** DATA SECTION follows **

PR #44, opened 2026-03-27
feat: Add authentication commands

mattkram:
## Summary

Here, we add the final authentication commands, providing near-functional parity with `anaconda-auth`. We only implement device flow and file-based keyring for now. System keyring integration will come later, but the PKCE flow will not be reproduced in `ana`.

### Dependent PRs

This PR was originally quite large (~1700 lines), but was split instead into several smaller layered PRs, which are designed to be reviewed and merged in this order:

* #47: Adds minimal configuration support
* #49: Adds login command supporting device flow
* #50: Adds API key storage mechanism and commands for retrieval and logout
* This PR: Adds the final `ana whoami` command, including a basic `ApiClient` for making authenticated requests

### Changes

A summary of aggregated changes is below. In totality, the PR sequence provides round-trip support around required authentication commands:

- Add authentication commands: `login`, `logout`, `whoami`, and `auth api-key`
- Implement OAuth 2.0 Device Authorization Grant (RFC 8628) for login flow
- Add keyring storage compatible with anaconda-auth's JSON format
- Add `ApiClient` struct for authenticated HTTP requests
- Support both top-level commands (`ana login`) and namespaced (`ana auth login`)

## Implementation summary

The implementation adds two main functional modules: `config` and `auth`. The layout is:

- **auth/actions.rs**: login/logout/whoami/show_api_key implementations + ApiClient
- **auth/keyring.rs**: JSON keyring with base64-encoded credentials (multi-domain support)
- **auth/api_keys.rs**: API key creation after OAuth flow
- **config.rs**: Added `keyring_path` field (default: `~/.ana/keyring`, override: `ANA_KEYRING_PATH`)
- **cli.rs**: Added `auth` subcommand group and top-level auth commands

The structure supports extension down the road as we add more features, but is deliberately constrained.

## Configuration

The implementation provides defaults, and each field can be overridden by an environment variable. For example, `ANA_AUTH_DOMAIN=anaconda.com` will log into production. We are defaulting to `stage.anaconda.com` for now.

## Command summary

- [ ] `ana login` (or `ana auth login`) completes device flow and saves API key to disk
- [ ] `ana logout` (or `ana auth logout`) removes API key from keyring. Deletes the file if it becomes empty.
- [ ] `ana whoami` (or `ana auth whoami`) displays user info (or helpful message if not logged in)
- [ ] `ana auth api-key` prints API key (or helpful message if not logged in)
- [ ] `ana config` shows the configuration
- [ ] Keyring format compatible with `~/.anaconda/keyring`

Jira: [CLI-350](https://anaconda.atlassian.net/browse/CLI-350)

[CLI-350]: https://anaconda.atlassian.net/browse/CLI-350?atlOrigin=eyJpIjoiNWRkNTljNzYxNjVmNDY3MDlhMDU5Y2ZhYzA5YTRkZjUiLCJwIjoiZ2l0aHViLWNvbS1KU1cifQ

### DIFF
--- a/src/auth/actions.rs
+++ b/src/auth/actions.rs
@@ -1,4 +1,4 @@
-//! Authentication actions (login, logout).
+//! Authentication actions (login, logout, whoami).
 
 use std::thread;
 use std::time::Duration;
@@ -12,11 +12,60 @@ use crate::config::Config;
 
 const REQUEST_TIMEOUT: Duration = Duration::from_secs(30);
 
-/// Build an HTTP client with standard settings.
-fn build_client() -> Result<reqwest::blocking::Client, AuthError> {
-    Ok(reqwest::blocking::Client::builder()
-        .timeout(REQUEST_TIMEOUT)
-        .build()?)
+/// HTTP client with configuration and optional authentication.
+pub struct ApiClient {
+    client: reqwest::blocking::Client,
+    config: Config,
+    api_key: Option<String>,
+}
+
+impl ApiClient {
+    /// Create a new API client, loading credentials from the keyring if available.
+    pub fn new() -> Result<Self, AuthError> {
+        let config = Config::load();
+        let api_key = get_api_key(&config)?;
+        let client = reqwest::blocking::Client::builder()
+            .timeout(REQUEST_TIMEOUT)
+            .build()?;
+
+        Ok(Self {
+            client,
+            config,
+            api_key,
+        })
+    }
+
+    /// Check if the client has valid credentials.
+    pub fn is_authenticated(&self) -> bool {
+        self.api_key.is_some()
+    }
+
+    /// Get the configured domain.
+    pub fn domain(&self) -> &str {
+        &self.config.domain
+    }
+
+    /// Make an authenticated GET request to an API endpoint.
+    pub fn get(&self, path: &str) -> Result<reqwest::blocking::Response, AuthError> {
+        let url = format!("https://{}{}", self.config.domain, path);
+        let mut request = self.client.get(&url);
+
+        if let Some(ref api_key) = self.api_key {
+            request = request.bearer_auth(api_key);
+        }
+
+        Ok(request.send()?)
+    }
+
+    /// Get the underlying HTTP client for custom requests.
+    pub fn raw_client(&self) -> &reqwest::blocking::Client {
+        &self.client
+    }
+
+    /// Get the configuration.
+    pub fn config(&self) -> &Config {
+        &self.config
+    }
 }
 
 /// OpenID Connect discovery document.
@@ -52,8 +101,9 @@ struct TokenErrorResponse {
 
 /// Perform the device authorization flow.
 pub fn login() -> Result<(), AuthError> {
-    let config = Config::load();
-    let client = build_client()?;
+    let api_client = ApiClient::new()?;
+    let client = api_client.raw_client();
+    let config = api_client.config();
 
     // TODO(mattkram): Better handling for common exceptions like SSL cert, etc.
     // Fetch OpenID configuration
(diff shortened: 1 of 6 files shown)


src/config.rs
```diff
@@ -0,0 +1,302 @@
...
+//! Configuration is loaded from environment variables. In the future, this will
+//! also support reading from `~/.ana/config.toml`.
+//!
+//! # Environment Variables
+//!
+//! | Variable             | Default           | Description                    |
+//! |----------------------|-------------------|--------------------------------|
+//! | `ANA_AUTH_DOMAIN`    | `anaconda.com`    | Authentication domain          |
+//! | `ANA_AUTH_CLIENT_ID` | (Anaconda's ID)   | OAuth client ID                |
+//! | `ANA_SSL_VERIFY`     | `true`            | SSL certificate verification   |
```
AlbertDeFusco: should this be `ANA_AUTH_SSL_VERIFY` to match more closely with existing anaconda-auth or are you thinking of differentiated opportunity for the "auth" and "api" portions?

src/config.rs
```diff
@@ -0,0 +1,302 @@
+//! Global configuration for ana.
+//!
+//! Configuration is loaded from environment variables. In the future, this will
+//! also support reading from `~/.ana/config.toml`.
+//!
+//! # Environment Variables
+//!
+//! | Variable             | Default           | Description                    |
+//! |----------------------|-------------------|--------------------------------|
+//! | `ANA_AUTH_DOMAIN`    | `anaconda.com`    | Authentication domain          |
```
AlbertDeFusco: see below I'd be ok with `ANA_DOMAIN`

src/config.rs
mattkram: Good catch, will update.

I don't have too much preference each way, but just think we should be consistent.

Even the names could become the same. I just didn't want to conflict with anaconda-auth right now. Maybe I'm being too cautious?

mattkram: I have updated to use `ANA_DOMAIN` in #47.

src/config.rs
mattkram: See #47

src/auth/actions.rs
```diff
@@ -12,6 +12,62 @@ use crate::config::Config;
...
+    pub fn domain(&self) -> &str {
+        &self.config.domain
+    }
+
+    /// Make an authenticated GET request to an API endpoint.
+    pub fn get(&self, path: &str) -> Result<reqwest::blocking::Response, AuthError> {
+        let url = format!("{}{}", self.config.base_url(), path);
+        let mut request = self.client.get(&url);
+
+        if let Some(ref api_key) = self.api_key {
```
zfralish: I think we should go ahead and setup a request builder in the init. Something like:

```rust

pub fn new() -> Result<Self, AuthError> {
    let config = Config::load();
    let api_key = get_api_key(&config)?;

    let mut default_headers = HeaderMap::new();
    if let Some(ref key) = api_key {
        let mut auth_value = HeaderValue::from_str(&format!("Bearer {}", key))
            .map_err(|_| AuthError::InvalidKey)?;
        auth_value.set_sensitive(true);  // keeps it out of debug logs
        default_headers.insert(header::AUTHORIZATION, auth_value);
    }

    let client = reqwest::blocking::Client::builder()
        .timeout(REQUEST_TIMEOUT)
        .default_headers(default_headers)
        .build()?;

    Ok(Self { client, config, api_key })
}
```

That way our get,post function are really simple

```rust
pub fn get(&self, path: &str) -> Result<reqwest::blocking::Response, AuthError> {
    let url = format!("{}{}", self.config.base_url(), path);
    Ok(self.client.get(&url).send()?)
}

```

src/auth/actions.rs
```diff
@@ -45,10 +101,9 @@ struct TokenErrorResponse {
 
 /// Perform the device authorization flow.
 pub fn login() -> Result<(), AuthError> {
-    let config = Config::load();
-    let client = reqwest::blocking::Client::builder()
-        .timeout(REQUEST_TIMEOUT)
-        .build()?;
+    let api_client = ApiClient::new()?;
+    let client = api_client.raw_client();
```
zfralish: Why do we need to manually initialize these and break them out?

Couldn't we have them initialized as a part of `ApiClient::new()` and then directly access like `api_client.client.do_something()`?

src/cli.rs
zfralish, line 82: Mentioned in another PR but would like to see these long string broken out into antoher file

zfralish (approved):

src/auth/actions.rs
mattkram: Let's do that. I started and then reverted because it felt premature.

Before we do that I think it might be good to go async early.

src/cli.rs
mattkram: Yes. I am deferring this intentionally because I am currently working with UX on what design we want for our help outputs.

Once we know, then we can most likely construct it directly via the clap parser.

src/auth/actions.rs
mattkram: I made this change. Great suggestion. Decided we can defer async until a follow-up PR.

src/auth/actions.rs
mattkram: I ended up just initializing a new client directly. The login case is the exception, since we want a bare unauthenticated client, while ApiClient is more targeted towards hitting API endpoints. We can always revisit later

** End of DATA SECTION **

• **WORK ITEM**: Word for word, restate the listing above from its first line to the line with "### Dependent PRs", keeping both.

• **COMPLETED TASK**:
PR #44, opened 2026-03-27
feat: Add authentication commands

mattkram:
## Summary

Here, we add the final authentication commands, providing near-functional parity with `anaconda-auth`. We only implement device flow and file-based keyring for now. System keyring integration will come later, but the PKCE flow will not be reproduced in `ana`.

### Dependent PRs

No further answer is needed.